[Opening Materials provided section]

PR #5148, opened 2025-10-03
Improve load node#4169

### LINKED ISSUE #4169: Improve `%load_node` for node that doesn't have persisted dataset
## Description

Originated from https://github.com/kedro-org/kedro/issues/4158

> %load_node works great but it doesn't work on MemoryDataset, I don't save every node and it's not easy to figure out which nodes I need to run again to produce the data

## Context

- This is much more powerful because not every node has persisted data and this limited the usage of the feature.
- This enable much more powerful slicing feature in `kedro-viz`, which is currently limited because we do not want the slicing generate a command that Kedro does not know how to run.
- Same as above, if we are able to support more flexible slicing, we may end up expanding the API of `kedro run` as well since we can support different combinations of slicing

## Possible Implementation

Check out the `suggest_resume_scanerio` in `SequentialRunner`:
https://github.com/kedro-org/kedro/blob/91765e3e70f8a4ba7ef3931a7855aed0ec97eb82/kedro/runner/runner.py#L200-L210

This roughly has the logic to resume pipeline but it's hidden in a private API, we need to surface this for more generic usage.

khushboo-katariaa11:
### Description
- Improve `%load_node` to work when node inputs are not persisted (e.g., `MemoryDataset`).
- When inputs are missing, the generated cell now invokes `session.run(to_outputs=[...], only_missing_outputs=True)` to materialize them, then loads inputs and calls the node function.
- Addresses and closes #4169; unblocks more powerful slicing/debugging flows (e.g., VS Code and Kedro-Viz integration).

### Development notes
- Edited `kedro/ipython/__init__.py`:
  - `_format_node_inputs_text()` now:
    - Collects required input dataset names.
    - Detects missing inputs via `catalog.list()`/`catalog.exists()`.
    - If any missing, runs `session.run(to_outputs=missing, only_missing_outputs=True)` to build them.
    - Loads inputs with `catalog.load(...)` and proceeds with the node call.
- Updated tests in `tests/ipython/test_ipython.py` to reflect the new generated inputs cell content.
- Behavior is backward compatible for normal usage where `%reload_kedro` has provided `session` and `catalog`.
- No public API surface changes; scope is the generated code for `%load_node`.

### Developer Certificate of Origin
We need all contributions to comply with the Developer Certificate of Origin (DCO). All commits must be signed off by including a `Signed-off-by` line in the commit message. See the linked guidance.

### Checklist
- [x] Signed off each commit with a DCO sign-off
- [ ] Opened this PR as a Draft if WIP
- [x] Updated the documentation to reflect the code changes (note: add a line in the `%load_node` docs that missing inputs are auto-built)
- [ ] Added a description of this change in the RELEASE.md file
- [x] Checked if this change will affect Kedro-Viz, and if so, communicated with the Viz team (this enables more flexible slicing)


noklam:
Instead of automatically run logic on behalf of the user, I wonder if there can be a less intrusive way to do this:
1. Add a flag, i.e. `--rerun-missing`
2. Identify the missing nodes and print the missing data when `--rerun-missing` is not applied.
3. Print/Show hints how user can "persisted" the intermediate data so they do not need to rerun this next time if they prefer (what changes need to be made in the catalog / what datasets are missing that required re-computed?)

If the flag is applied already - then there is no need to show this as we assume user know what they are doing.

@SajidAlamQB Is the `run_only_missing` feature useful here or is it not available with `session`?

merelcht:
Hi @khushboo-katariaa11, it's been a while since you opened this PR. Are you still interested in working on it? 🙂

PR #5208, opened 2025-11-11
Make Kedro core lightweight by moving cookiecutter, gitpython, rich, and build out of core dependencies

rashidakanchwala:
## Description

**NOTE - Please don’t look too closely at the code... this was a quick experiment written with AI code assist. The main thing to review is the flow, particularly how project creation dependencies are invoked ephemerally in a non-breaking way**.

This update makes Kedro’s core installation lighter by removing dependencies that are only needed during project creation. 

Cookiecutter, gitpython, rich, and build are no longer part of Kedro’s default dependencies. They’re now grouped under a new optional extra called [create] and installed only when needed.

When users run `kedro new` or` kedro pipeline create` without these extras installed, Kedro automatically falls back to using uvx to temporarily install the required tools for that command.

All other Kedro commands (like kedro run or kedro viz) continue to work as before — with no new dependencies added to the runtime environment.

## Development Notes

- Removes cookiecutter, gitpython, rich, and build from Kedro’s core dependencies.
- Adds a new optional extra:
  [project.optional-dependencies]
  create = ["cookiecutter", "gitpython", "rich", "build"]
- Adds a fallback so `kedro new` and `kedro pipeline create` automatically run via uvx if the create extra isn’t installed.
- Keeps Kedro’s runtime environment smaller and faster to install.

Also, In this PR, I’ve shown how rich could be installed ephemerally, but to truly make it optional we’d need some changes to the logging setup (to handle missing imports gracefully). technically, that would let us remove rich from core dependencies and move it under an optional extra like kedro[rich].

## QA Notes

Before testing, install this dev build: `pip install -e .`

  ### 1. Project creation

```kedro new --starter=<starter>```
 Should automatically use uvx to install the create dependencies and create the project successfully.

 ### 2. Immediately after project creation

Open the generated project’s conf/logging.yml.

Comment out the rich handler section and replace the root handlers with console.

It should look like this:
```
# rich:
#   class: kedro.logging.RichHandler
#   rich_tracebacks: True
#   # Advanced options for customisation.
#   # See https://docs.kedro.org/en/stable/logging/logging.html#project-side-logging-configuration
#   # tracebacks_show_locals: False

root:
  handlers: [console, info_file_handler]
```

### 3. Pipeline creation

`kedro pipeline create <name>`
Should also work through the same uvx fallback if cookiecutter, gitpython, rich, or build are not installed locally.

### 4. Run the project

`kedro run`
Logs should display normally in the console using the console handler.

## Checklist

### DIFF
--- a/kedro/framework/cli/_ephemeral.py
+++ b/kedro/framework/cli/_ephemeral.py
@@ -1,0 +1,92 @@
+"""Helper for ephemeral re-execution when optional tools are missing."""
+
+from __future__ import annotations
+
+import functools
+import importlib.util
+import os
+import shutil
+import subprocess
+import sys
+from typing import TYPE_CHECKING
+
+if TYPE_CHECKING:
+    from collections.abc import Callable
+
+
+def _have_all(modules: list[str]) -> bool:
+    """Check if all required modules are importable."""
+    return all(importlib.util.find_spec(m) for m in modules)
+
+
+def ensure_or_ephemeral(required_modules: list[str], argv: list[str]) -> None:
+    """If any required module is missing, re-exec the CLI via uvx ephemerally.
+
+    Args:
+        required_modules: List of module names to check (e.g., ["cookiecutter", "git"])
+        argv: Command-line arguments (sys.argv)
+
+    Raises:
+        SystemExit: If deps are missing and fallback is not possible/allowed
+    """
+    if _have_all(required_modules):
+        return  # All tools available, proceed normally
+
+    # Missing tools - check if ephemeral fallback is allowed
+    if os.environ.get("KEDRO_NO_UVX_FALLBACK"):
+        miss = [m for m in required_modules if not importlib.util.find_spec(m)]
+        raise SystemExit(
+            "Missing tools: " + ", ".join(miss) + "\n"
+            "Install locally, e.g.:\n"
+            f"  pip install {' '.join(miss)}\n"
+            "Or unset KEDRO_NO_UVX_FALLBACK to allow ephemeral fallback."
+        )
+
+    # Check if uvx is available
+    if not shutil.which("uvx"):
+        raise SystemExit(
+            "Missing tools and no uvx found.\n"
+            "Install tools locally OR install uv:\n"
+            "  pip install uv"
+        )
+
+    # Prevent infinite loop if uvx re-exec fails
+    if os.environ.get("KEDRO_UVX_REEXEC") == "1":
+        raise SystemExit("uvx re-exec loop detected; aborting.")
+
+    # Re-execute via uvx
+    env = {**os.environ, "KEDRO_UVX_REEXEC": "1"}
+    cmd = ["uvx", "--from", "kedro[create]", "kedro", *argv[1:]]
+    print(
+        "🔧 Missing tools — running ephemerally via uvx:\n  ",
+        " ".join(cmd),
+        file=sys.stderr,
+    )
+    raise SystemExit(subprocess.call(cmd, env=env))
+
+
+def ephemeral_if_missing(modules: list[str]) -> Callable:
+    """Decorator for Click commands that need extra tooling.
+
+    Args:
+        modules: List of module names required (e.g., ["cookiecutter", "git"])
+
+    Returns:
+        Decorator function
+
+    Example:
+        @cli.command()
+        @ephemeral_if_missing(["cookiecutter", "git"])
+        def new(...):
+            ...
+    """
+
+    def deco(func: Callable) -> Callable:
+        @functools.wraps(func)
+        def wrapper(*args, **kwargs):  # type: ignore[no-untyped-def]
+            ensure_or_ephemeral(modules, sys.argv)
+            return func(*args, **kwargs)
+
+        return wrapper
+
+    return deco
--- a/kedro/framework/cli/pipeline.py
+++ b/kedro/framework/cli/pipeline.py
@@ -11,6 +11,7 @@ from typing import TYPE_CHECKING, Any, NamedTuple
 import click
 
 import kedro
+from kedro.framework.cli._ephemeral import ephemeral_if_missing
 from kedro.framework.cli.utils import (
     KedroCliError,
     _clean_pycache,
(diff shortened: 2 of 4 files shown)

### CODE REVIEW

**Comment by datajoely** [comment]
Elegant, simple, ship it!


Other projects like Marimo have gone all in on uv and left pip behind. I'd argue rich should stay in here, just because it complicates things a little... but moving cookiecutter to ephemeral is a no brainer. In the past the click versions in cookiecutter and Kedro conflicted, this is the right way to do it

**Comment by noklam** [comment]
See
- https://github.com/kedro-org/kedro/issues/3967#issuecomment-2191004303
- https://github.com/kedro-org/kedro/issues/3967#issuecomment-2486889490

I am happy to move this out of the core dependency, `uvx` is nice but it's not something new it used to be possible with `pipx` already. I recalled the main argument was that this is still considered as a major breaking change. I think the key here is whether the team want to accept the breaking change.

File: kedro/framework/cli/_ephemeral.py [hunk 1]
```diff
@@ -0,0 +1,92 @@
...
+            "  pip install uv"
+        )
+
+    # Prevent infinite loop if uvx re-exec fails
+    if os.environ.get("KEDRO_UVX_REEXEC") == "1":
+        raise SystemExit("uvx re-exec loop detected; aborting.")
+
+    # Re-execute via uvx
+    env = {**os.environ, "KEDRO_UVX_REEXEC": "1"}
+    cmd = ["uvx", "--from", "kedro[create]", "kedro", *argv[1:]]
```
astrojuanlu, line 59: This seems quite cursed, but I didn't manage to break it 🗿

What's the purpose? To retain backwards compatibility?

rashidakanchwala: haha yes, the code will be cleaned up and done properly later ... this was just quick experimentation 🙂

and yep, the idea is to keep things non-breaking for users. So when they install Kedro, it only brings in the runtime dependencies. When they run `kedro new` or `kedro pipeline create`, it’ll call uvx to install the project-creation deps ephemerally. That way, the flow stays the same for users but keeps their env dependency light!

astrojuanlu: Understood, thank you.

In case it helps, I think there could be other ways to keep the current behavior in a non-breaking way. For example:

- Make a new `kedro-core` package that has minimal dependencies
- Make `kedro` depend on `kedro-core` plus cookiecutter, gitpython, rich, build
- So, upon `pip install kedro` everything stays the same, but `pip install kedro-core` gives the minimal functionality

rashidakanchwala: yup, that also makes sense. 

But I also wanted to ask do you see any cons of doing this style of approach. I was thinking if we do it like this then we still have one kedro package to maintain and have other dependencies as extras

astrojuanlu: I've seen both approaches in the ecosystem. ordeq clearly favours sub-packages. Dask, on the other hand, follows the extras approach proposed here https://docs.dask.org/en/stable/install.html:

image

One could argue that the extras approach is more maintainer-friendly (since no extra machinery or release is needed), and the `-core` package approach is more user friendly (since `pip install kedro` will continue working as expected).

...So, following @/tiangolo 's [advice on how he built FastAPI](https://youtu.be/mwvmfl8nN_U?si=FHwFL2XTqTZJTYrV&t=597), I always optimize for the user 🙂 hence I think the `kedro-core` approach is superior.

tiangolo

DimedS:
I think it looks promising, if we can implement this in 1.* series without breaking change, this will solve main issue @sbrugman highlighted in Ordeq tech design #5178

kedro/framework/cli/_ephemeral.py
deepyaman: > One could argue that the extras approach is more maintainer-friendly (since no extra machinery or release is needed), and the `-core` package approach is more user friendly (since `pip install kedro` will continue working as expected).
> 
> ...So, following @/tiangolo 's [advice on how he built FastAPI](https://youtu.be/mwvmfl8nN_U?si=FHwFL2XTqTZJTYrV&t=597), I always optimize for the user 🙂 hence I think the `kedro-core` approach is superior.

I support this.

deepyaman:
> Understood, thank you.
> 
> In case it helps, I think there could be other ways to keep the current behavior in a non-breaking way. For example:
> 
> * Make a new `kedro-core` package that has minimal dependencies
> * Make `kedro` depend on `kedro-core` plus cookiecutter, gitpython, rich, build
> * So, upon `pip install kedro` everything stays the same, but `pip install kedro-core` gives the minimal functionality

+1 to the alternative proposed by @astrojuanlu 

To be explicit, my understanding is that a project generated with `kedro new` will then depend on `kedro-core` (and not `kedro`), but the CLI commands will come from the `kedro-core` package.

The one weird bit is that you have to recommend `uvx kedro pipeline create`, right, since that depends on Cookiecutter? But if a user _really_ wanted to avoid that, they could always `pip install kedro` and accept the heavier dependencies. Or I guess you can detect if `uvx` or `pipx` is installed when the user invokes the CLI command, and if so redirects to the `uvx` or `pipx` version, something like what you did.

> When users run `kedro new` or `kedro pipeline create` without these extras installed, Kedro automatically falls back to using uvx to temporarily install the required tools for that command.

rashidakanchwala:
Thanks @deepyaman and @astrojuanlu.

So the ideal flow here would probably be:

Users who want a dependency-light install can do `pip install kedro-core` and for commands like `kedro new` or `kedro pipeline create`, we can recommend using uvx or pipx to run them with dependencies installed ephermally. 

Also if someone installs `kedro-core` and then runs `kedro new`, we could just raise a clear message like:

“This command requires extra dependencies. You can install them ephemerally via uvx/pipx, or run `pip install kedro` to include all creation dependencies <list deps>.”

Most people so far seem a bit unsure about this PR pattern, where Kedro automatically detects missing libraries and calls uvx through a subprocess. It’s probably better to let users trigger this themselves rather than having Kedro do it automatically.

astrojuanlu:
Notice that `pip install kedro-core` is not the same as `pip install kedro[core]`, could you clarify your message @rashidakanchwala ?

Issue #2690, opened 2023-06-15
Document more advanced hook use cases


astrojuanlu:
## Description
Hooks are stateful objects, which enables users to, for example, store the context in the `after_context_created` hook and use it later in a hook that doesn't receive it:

[Closing Materials provided section]

## Problem details
The answer should consist of every line from the listing above that includes the word "cell".

## Exercise result
- When inputs are missing, the generated cell now invokes `session.run(to_outputs=[...], only_missing_outputs=True)` to materialize them, then loads inputs and calls the node function.
- Updated tests in `tests/ipython/test_ipython.py` to reflect the new generated inputs cell content.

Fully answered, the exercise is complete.